* INFORMATION SUPPLIED:
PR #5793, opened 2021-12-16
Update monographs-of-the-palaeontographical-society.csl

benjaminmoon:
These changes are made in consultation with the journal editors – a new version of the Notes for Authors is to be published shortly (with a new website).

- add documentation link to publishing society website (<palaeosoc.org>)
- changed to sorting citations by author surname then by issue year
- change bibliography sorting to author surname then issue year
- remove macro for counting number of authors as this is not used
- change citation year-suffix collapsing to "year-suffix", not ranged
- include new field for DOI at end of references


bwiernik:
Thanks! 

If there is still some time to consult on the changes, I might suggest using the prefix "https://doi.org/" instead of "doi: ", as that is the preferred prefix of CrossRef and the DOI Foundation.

...

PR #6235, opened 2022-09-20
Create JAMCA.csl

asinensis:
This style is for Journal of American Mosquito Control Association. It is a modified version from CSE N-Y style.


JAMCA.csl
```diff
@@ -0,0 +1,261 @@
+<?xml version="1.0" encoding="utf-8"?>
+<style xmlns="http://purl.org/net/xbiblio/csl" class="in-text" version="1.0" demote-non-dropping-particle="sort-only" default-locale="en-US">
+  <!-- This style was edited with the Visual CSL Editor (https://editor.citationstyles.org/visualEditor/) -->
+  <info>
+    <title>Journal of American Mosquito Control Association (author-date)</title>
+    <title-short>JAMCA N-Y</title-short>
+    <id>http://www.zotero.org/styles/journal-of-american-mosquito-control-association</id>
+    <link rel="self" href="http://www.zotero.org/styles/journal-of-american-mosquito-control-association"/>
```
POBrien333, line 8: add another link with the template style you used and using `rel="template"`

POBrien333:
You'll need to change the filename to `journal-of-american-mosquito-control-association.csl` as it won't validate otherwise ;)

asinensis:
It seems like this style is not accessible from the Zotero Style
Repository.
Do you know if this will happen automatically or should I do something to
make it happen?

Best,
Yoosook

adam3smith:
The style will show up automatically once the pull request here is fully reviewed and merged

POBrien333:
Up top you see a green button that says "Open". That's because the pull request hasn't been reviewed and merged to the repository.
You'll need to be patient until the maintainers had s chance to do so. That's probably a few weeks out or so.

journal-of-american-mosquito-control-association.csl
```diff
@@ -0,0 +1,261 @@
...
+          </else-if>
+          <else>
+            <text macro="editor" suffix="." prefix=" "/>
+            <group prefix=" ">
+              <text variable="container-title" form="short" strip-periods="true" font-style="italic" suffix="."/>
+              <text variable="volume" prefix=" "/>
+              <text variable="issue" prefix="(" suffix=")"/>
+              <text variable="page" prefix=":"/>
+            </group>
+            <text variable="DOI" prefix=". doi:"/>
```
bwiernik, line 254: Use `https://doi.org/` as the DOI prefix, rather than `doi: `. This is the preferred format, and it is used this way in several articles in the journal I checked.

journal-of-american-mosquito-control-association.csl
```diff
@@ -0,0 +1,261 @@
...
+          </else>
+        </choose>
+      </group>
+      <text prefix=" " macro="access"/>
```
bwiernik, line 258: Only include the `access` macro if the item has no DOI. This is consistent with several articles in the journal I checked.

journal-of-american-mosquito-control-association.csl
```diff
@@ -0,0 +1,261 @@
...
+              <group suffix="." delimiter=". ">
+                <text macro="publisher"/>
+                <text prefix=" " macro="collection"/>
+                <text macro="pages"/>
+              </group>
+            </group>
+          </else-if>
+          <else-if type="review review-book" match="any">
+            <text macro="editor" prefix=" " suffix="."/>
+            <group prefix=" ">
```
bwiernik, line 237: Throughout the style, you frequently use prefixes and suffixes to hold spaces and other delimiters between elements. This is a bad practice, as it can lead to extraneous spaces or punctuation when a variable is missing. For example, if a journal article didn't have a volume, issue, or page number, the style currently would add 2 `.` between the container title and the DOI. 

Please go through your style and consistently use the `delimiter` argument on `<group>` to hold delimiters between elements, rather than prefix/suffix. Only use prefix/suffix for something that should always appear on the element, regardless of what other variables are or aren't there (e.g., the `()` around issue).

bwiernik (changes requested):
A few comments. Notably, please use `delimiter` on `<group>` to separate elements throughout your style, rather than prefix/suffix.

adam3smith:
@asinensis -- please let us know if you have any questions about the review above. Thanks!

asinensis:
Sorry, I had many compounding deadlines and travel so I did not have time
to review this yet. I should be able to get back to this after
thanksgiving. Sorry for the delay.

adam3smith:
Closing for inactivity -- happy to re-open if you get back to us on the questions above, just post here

* PROBLEM REQUIREMENTS: Which lines above include the word "time"? Return each one.

* ANSWER TO THIS PROBLEM:
If there is still some time to consult on the changes, I might suggest using the prefix "https://doi.org/" instead of "doi: ", as that is the preferred prefix of CrossRef and the DOI Foundation.
Sorry, I had many compounding deadlines and travel so I did not have time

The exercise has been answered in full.